ESDA has invited its members to supply hints and tips to the industry. This opportunity is open to all members of ESDA and is aimed to increase the level of professionalism in the security industry. The first submission is from Niall Beazley from Vision Catcher:
Installer lessons the hard way - digital installations
1. Frame speeds: Digital recorders using PCI cards have a number of BNC camera inputs - these cards allocate frame rates across the card, dependent upon number of processors, each processor normally supporting 25 frames per second. In the case of a 4-card input and one processor, the frame rate will be divided by the number of cameras used - allowance must be made for nonsynchronisation and this results in a theoretical frame rate in this example of 25/4 = 6,25 fps, but in reality gives nearer to 2,5 fps per input or 10 fps across the card. In a 16 camera DVR you will see four cards, averaged at 2,5 fps per input giving a total of 40 fps.
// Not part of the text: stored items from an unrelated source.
PR #385, opened 2019-04-29
Nano integration

### LINKED ISSUE #8: Add support for Nano
Name: [Nano](https://nano.org/en)
HD Derivation Scheme: BIP44/165
Symbol: `NANO`

Checklist

- [ ] Implement functionality in C++. Put it in a subfolder of `src/`.
    - [ ] Address (if necessary)
    - [ ] Transaction (if necessary)
    - [ ] Signer
- [ ] Write unit tests. Put them in a subfolder of `tests/`.
- [ ] Add relevant constants in `TWCoinType`, `TWP2SHPrefix`, `TWEthereymChainID`, `TWHRP`, etc., as necessary.
- [ ] Return correct curve and purpose in `src/Coin.cpp`.
- [ ] Implement address validation and derivation in `src/Coin.cpp`.
- [ ] Implement coin configuration `src/include/TWCoinTypeConfiguration.cpp`.
- [ ] Write interface header in `include/TrustWalletCore` and implement the interface in `src/interface`.
    - [ ] Address interface (if necessary).
    - [ ] Signing interface.
- [ ] Validate generated code in Android an iOS projects. Write integration tests for each.

roosmaa:
## Description

This is the second pull-request (of 2) for #8 Nano integration, which contains the Nano implementation in wallet-core (C++ APIs, C interface & bindings updates).

Closes #8.

## Testing instructions

Unit-tests in wallet-core and all (Swift, Android, JS) bindings.

## Types of changes

## Checklist

### DIFF
--- a/src/Nano/Address.h
+++ b/src/Nano/Address.h
@@ -1,0 +1,43 @@
+// Copyright © 2019 Mart Roosmaa.
+//
+// This file is part of Trust. The full Trust copyright notice, including
+// terms governing use, modification, and redistribution, is contained in the
+// file LICENSE at the root of the source code distribution tree.
+
+#pragma once
+
+#include "../PublicKey.h"
+
+#include <string>
+
+namespace TW::Nano {
+
+class Address {
+  public:
+    /// Address data consisting of a prefix byte followed by the public key
+    /// bytes.
+    std::array<byte, 32> bytes;
+
+    /// Determines whether a string makes a valid Nano address.
+    static bool isValid(const std::string& address);
+
+    /// Initializes a Nano address with a string representation.
+    explicit Address(const std::string& address);
+
+    /// Initializes a Nano address with a public key.
+    explicit Address(const PublicKey& publicKey);
+
+    /// Returns a string representation of the address.
+    std::string string() const;
+};
+
+inline bool operator==(const Address& lhs, const Address& rhs) {
+    return lhs.bytes == rhs.bytes;
+}
+
+} // namespace TW::Nano
+
+/// Wrapper for C interface.
+struct TWNanoAddress {
+    TW::Nano::Address impl;
+};
--- a/src/PrivateKey.cpp
+++ b/src/PrivateKey.cpp
@@ -69,7 +69,7 @@ Data PrivateKey::sign(const Data& digest, TWCurve curve) const {
         result.resize(64);
         const auto publicKey = getPublicKey(TWPublicKeyTypeED25519Blake2b);
         ed25519_sign_blake2b(digest.data(), digest.size(), bytes.data(),
-                             publicKey.bytes.data() + 1, result.data());
+                             publicKey.bytes.data(), result.data());
     } break;
     case TWCurveNIST256p1: {
         result.resize(65);
--- a/src/proto/Nano.proto
+++ b/src/proto/Nano.proto
@@ -1,0 +1,34 @@
+syntax = "proto3";
+
+package TW.Nano.Proto;
+option java_package = "wallet.core.jni.proto";
+
+// Input data necessary to create a signed transaction.
+message SigningInput {
+    // Private key
+    bytes private_key = 1;
+
+    // Optional parent block hash
+    bytes parent_block = 2;
+
+    oneof link_oneof {
+        // Hash of a block to receive from
+        bytes link_block = 3;
+        // Recipient address to send coins to
+        string link_recipient = 4;
+    }
+
+    // Representative address
+    string representative = 5;
+
+    // Account balance (128-bit unsigned integer, as a string)
+    string balance = 6;
+}
+
+// Transaction signing output.
+message SigningOutput {
+    // Signature
+    bytes signature = 1;
+    // Block hash
+    bytes block_hash = 2;
+}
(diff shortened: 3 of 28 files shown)


src/Nano/Address.h
```diff
@@ -0,0 +1,50 @@
...
+#include <string>
+
+namespace TW::Nano {
+
+enum AddressPrefix {
+    nano,
+    xrb,
+};
+
+class Address {
```
roosmaa: This question is possibly directed at the UI team somewhat. How do you prefer for the Nano::Address class to behave in regards to prefixes? Basically Nano addresses are made up of `<prefix>_<checksum><pubkey>`, the old, still widely used, prefix is `xrb_...`; the new which wallets are slowly transitioning to is `nano_...`. Technically the prefix mean almost nothing, but users still get somewhat confused when the same address is displayed at different places with different prefixes.

This version of the code treats addresses with different prefixes as different objects (when the equality operator is concerned). Which, after coming back to after the weekend, I'm starting to think might not be such a good idea.

Currently I'm thinking maybe the best option would be to accept both prefixes in the Nano::Address constructor, but not store the prefix used in the instance data and just always output the newest prefix, eg a `xrb_...` address would be automatically converted to `nano_...`. For this case, in the UI, there should be some logic to detect if the Nano::Address::string() output is equal to the original address passed in, then the UI should inform the user that the old address was automatically converted to the new address.

src/proto/Nano.proto
```diff
@@ -0,0 +1,34 @@
...
+        bytes link_block = 3;
+        // Recipient address to send coins to
+        string link_recipient = 4;
+    }
+
+    // Representative address
+    string representative = 5;
+
+    // Account balance (128-bit number, big-endian encoded)
+    bytes balance = 6;
```
roosmaa: Manipulating Nano balances requires uint128 support, in most languages it comes via 3rd party libraries (Swift, JS and Java all have them). Currently the Nano::Proto::SigningInput takes the encoded bytes value (from said libraries), but it might be worth considering taking a string representation of the number instead. That way the users wouldn't have to figure out if they're encoding the balance value correctly in big-endian or incorrectly in little-endian. (Also it would make the unit-tests look somewhat nicer)

Let me know what are your feelings regarding this: passing in a 16-bytes of data, or passing in a string (that wallet-core parses).

src/Nano/Address.h
zhyatt: @roosmaa I believe the Nano addresses are `<prefix>_<pubkey><checksum>`.

roosmaa: Yes, the checksum is at the end. Tired today 😫

src/PrivateKey.cpp
```diff
@@ -69,7 +69,7 @@ Data PrivateKey::sign(const Data& digest, TWCurve curve) const {
         result.resize(64);
         const auto publicKey = getPublicKey(TWPublicKeyTypeED25519Blake2b);
         ed25519_sign_blake2b(digest.data(), digest.size(), bytes.data(),
-                             publicKey.bytes.data() + 1, result.data());
+                             publicKey.bytes.data(), result.data());
```
roosmaa: Looks like I messed up a git fixup at some point, this should've been in the previous PR. Oh well...

src/Nano/Address.h
hewigovens: Does other nano wallets support sending coins to `nano_` address? we always prefer new address

src/proto/Nano.proto
hewigovens: Yes, string might be better, @alejandro-isaza how do you think?

alejandro-isaza: Yes, string works.

src/Nano/Address.h
roosmaa: I think most do, but some don't. @zhyatt can probably answer this more accurately.

zhyatt: @hewigovens @roosmaa With the next version of the node (V19) coming soon, it will be emitting `nano_` addresses for all RPC calls but continue to support incoming requests with both `nano_` and `xrb_` addresses. As a result, the various Nano wallets are making updates to support `nano_` if they don't already. The wallet should allow entering/pasting/scanning QR codes for addresses with either prefix, but only display/emit `nano_` addresses. Does that provide enough context?

roosmaa: Ok, in that case I'll strip the prefix storage, and always emit `nano_`. Parsing `xrb_` will still work, but the parsed address will be converted to `nano_` automatically.

roosmaa:
All right, did the address prefix and balance-as-string related changes and rebased this branch on latest master.

alejandro-isaza:
Tried resolving conflicts but messed something up. Do you ming having a look @roosmaa ?

roosmaa:
The tests with variables like `value36` are the problem here. Adding 2 coins at the same time is difficult as both try to use the same variables. I'll just rebase it now, but in the future, it would be better to refactor the unit-tests to not use numbers, either by using `value<coin-name>` or by using sub-scopes:

```
void test() {
    {
        auto value = ...;
        ASSERT_EQ(value, 'something');
    }
    {
        auto value = ...;
        ASSERT_EQ(value, 'else');
    }
}
```

alejandro-isaza:
I completely agree.

roosmaa:
And rebase done

PR #592, opened 2019-08-27
add make clean in tools/install-dependencies

### LINKED ISSUE #591: Cannot build using docker
error: cannot install 'libprotoc.la' to a directory not ending in /usr/local/lib

imerkle:
## Description

fixes #591

## Checklist

### DIFF
--- a/tools/install-dependencies
+++ b/tools/install-dependencies
@@ -68,6 +68,7 @@ tar xzf protobuf-java-$PROTOBUF_VERSION.tar.gz
 # Build Protobuf
 cd protobuf-$PROTOBUF_VERSION
 ./configure --prefix="$PREFIX"
+make clean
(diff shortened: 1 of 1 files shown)


tools/install-dependencies
```diff
@@ -68,6 +68,7 @@ tar xzf protobuf-java-$PROTOBUF_VERSION.tar.gz
 # Build Protobuf
 cd protobuf-$PROTOBUF_VERSION
 ./configure --prefix="$PREFIX"
+make clean
```
hewigovens: maybe before `./configure`?

imerkle: it does seem to work too but the ci for android and ios fails with `make: *** No rule to make target `clean'.  Stop.`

2. Prioritise on cameras: When connecting BNC's to a DVR with 16 channels it is important to put your four main cameras onto inputs 1,5,9 and 13. Your next set of four cameras onto 2,5,10 and 14 etc. The reason for this is to be able to prioritise on camera views, so that when you open a quad screen you will see your most important cameras. Likewise, in remote viewing you can de-activate through remote control the other cameras and increase the frame speed to a full 25 fps per camera.
3. Some camera pictures bounce up and down slightly: This is caused by power near the video cable or a loss of impedance owing to poor cabling, kinks in cable, poor BNC connections, wrong cable, or reduced power at camera point. Solutions are to check cable runs for each issue, check BNCs and voltage and amps at camera.
4. Lines on the picture: Depending on the lines you see on the picture this could be attributable to:
a. Ground loop (horizontal line, normally scrolling shadow lines) - Check phases and if necessary change power point.
b. Low power (horizontal line, with colour change in lines, but different from a) - check power ratings with a multimeter.
c. Noise (horizontal line, normally 0,5 mm thick scrolling) - check cable run and BNCs.
d. Induction (vertical line) - check cable run, power cable too close.
5. Static electricity: Unexplained errors, DVR crashes every time you touch it, software jumps, etc. A recent client discovered a static electricity problem; walking 5 m on a nylon carpet gave him an average of 60 000 V charge and this then discharged when he got within 6 cm of any grounded surface, in this case the DVR - resulting in a crashed DVR anytime anyone wanted to use it! Check all anti-static measures and if necessary lay down additional anti-static matting.
6. Slow performing DVR: On the Win 98/ME operating system, several weeks after the DVR installation your client calls to moan that the DVR is very slow and not appearing to perform, as it should. You have a problem with fragmented files on your hard-drive and need to restart the DVR, if the problem persists run scandisk (Win 98 or ME) and then carry out a disk defragment - this will take a number of hours. If you cannot resolve you will need to reformat the hard-drive and lose all data.
7. Insufficient airflow: This will cause your DVR to close down and then restart at a later time, to hang or to close individual programmes. Solution is to mount the DVR where it can get a reasonable airflow, preferably in a cabinet with good all round clearance and with sufficient extractor fans, or in a 24 hour air conditioned environment.
8. Remote, LAN, WAN, dial-in, etc set-ups: Most DVRs supply a manual with key data, which needs to be followed accurately. Some more specialised systems have F1 help keys and detailed manuals and support documents loaded on to the C: drive. It is important to work through the steps in the information given; otherwise you will spend a lot of time calling for more information. In other words Read the key data!
9. DVR still has problems with closing programs, hanging or repeated unexplained shutdowns: You more than likely have a hardware problem with either power supply or RAM. Your first test is to replace RAM, as it is the easiest, secondly in your BIOS check PC health voltage status. Ensure that:
a. v-core does not exceed 1.7v or lower than 1.65v.
b. 3.3v line must not exceed 3.4v and minimum 3.2v.
c. 5v line must not exceed 5.25v and 4.9v
If any of the above is a problem replace power supply.
Please note that these views are not necessary those held by the association. But are a contribution from an association member.